McDermott et al (2013) also put pay to the concern that MCQ will rarely reflect the question type students will face in their final examinations, with results of their study into over 1407th grade students, observing that the format of the quizzing did not have to match the format of the end of unit exam for the benefits to occur.

Why does Multiple Choice Quizzing work?

In the discussion of their results Bjork, Little and Storm attempted to theorize why MCQ has produced such observable benefits for retention of specific and related knowledge. They suggest that the grading of the MCQ, as with any testing, was vital, by highlighting to students concepts they did not understand or needed to understand better, and therefore focusing their future studies. It may have also been that the knowledge of frequent testing meant that students were encouraged to go back over lecture notes after the lecture and prior to the test, thus creating a distributed practice situation.

They also suggest that in trying to answer the MCQ students are forced to consider all alternative answers, searching for relevant knowledge in the process so as to determine the correct and incorrect options. Such a situation may strengthen the association between recalled knowledge and the correct answer, while this process may have significant benefits for related knowledge questions, as students have to recall knowledge to reason why incorrect answers are in fact incorrect – it is not answer C because….”

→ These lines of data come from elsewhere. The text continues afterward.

PR #7071, opened 2020-12-11
[MU4] Fix compiler warnings

Jojo-Schmitz:


src/libmscore/score.cpp
```diff
@@ -3166,9 +3166,9 @@ void Score::padToggle(Pad p, const EditData& ed)
         } else {
             changeCRlen(cr, _is.duration());
 
-            for (const SymId& articulation: _is.articulationIds()) {
+            for (const SymId& articId: _is.articulationIds()) {
```
RomanPudashkin, line 3169: Please rename this to articulationId

Jojo-Schmitz: done

PR #7074, opened 2020-12-12
[MU4] Warnings fix

Eism:
- Fixed warnings if select an element in notation
- Fixed some warnings in c++


Jojo-Schmitz (approved):
I was working on that myself and came to basically the same results ;-)

RomanPudashkin (approved):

It is important however that the incorrect answers are competitive” for them to invoke high quality recall processes. Incorrect answers that are implausible lessen the challenge to the task and reduce the need for recall. To prove this Bjork completed a laboratory experiment in which the plausibility of the incorrect alternatives was systematically manipulated. The results found that test takers ability to answer related questions on a delayed test was only enhanced when the correct answer in the prior testing had been competing with plausibly incorrect answers.